_PROBLEM DESCRIPTION_. Extract every entry word for word.

_Saved data entries_.
>>
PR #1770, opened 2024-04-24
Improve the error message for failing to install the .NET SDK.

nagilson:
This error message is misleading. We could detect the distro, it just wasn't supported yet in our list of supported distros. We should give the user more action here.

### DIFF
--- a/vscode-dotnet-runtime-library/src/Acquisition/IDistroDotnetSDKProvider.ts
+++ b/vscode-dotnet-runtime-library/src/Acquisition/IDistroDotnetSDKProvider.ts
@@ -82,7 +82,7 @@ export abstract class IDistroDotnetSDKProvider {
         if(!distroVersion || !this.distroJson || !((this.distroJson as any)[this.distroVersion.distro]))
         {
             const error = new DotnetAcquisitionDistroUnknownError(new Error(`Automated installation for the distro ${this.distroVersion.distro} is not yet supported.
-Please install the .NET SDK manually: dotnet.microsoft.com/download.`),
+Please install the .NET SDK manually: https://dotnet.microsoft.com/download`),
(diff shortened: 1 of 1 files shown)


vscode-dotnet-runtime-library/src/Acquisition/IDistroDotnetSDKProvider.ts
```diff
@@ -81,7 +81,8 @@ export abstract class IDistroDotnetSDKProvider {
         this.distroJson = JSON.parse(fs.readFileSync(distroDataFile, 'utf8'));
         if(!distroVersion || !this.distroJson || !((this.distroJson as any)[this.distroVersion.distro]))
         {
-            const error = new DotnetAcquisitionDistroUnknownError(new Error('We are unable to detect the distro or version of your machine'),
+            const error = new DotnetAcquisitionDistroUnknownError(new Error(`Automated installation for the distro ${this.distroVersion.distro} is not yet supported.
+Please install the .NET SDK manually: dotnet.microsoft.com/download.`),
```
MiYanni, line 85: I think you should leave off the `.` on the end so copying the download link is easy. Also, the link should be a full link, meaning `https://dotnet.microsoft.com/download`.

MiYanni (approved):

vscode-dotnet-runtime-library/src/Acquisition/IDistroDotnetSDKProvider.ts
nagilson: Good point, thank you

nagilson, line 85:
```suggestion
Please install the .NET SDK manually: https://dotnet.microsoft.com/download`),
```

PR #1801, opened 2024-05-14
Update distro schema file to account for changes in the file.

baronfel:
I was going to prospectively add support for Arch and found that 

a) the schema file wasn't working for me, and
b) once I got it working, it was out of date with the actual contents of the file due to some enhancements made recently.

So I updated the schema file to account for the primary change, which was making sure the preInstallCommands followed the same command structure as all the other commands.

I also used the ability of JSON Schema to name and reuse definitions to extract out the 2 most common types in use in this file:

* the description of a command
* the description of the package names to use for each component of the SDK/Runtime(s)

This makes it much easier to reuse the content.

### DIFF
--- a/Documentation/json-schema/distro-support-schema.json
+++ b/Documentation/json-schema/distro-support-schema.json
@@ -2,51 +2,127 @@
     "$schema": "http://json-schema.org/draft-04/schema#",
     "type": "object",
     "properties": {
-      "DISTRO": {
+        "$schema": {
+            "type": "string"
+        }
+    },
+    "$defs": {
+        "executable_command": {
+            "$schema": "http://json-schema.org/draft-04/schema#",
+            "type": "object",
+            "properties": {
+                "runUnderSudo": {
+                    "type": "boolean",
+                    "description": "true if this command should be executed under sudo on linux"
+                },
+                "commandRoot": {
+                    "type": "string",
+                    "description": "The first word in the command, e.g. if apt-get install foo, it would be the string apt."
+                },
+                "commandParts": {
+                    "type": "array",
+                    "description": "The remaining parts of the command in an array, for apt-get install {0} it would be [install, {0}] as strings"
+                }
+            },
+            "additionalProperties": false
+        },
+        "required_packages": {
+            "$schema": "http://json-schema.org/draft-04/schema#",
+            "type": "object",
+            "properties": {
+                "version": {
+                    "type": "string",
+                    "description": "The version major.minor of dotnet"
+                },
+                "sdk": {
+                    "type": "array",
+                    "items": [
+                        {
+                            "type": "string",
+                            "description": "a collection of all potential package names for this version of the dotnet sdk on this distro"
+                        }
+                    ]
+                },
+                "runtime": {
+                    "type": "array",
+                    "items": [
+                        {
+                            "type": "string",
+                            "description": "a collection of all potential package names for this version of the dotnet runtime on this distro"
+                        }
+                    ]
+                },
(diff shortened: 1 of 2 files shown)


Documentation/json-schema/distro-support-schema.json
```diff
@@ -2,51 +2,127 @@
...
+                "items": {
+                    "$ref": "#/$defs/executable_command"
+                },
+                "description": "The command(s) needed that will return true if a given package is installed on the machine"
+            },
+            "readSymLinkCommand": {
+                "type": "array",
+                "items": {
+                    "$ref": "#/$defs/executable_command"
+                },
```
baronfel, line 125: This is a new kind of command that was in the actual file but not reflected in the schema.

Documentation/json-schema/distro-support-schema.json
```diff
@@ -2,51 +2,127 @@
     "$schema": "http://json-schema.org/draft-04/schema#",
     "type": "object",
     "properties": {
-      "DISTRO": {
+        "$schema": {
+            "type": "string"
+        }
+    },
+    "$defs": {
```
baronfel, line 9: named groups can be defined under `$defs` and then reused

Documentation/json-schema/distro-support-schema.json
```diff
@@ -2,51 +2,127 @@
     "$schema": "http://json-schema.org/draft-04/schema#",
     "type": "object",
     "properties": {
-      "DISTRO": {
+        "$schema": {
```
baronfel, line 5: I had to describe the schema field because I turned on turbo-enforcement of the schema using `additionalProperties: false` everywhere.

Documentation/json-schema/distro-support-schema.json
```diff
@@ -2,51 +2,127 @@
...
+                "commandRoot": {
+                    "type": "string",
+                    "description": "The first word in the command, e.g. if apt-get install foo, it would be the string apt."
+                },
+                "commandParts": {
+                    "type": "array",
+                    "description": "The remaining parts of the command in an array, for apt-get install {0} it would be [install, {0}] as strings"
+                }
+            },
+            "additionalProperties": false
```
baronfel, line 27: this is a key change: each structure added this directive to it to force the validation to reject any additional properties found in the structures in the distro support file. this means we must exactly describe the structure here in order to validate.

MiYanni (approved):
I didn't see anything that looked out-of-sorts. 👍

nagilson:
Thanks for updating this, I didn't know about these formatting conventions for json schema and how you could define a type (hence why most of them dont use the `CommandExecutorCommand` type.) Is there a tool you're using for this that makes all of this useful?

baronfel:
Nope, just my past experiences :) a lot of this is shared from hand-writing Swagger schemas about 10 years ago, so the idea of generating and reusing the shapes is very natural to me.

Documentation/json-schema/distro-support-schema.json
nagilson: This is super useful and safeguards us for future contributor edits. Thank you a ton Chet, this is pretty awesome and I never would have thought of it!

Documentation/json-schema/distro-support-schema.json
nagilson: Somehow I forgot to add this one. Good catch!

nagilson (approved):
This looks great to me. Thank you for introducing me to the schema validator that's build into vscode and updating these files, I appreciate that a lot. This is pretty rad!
<<
_RESPONSE TO THIS EXERCISE_.
PR #1770, opened 2024-04-24
Improve the error message for failing to install the .NET SDK.

nagilson:
This error message is misleading. We could detect the distro, it just wasn't supported yet in our list of supported distros. We should give the user more action here.

### DIFF
--- a/vscode-dotnet-runtime-library/src/Acquisition/IDistroDotnetSDKProvider.ts
+++ b/vscode-dotnet-runtime-library/src/Acquisition/IDistroDotnetSDKProvider.ts
@@ -82,7 +82,7 @@ export abstract class IDistroDotnetSDKProvider {
         if(!distroVersion || !this.distroJson || !((this.distroJson as any)[this.distroVersion.distro]))
         {
             const error = new DotnetAcquisitionDistroUnknownError(new Error(`Automated installation for the distro ${this.distroVersion.distro} is not yet supported.
-Please install the .NET SDK manually: dotnet.microsoft.com/download.`),
+Please install the .NET SDK manually: https://dotnet.microsoft.com/download`),
(diff shortened: 1 of 1 files shown)


vscode-dotnet-runtime-library/src/Acquisition/IDistroDotnetSDKProvider.ts
```diff
@@ -81,7 +81,8 @@ export abstract class IDistroDotnetSDKProvider {
         this.distroJson = JSON.parse(fs.readFileSync(distroDataFile, 'utf8'));
         if(!distroVersion || !this.distroJson || !((this.distroJson as any)[this.distroVersion.distro]))
         {
-            const error = new DotnetAcquisitionDistroUnknownError(new Error('We are unable to detect the distro or version of your machine'),
+            const error = new DotnetAcquisitionDistroUnknownError(new Error(`Automated installation for the distro ${this.distroVersion.distro} is not yet supported.
+Please install the .NET SDK manually: dotnet.microsoft.com/download.`),
```
MiYanni, line 85: I think you should leave off the `.` on the end so copying the download link is easy. Also, the link should be a full link, meaning `https://dotnet.microsoft.com/download`.

MiYanni (approved):

vscode-dotnet-runtime-library/src/Acquisition/IDistroDotnetSDKProvider.ts
nagilson: Good point, thank you

nagilson, line 85:
```suggestion
Please install the .NET SDK manually: https://dotnet.microsoft.com/download`),
```

PR #1801, opened 2024-05-14
Update distro schema file to account for changes in the file.

baronfel:
I was going to prospectively add support for Arch and found that 

a) the schema file wasn't working for me, and
b) once I got it working, it was out of date with the actual contents of the file due to some enhancements made recently.

So I updated the schema file to account for the primary change, which was making sure the preInstallCommands followed the same command structure as all the other commands.

I also used the ability of JSON Schema to name and reuse definitions to extract out the 2 most common types in use in this file:

* the description of a command
* the description of the package names to use for each component of the SDK/Runtime(s)

This makes it much easier to reuse the content.

### DIFF
--- a/Documentation/json-schema/distro-support-schema.json
+++ b/Documentation/json-schema/distro-support-schema.json
@@ -2,51 +2,127 @@
     "$schema": "http://json-schema.org/draft-04/schema#",
     "type": "object",
     "properties": {
-      "DISTRO": {
+        "$schema": {
+            "type": "string"
+        }
+    },
+    "$defs": {
+        "executable_command": {
+            "$schema": "http://json-schema.org/draft-04/schema#",
+            "type": "object",
+            "properties": {
+                "runUnderSudo": {
+                    "type": "boolean",
+                    "description": "true if this command should be executed under sudo on linux"
+                },
+                "commandRoot": {
+                    "type": "string",
+                    "description": "The first word in the command, e.g. if apt-get install foo, it would be the string apt."
+                },
+                "commandParts": {
+                    "type": "array",
+                    "description": "The remaining parts of the command in an array, for apt-get install {0} it would be [install, {0}] as strings"
+                }
+            },
+            "additionalProperties": false
+        },
+        "required_packages": {
+            "$schema": "http://json-schema.org/draft-04/schema#",
+            "type": "object",
+            "properties": {
+                "version": {
+                    "type": "string",
+                    "description": "The version major.minor of dotnet"
+                },
+                "sdk": {
+                    "type": "array",
+                    "items": [
+                        {
+                            "type": "string",
+                            "description": "a collection of all potential package names for this version of the dotnet sdk on this distro"
+                        }
+                    ]
+                },
+                "runtime": {
+                    "type": "array",
+                    "items": [
+                        {
+                            "type": "string",
+                            "description": "a collection of all potential package names for this version of the dotnet runtime on this distro"
+                        }
+                    ]
+                },
(diff shortened: 1 of 2 files shown)


Documentation/json-schema/distro-support-schema.json
```diff
@@ -2,51 +2,127 @@
...
+                "items": {
+                    "$ref": "#/$defs/executable_command"
+                },
+                "description": "The command(s) needed that will return true if a given package is installed on the machine"
+            },
+            "readSymLinkCommand": {
+                "type": "array",
+                "items": {
+                    "$ref": "#/$defs/executable_command"
+                },
```
baronfel, line 125: This is a new kind of command that was in the actual file but not reflected in the schema.

Documentation/json-schema/distro-support-schema.json
```diff
@@ -2,51 +2,127 @@
     "$schema": "http://json-schema.org/draft-04/schema#",
     "type": "object",
     "properties": {
-      "DISTRO": {
+        "$schema": {
+            "type": "string"
+        }
+    },
+    "$defs": {
```
baronfel, line 9: named groups can be defined under `$defs` and then reused

Documentation/json-schema/distro-support-schema.json
```diff
@@ -2,51 +2,127 @@
     "$schema": "http://json-schema.org/draft-04/schema#",
     "type": "object",
     "properties": {
-      "DISTRO": {
+        "$schema": {
```
baronfel, line 5: I had to describe the schema field because I turned on turbo-enforcement of the schema using `additionalProperties: false` everywhere.

Documentation/json-schema/distro-support-schema.json
```diff
@@ -2,51 +2,127 @@
...
+                "commandRoot": {
+                    "type": "string",
+                    "description": "The first word in the command, e.g. if apt-get install foo, it would be the string apt."
+                },
+                "commandParts": {
+                    "type": "array",
+                    "description": "The remaining parts of the command in an array, for apt-get install {0} it would be [install, {0}] as strings"
+                }
+            },
+            "additionalProperties": false
```
baronfel, line 27: this is a key change: each structure added this directive to it to force the validation to reject any additional properties found in the structures in the distro support file. this means we must exactly describe the structure here in order to validate.

MiYanni (approved):
I didn't see anything that looked out-of-sorts. 👍

nagilson:
Thanks for updating this, I didn't know about these formatting conventions for json schema and how you could define a type (hence why most of them dont use the `CommandExecutorCommand` type.) Is there a tool you're using for this that makes all of this useful?

baronfel:
Nope, just my past experiences :) a lot of this is shared from hand-writing Swagger schemas about 10 years ago, so the idea of generating and reusing the shapes is very natural to me.

Documentation/json-schema/distro-support-schema.json
nagilson: This is super useful and safeguards us for future contributor edits. Thank you a ton Chet, this is pretty awesome and I never would have thought of it!

Documentation/json-schema/distro-support-schema.json
nagilson: Somehow I forgot to add this one. Good catch!

nagilson (approved):
This looks great to me. Thank you for introducing me to the schema validator that's build into vscode and updating these files, I appreciate that a lot. This is pretty rad!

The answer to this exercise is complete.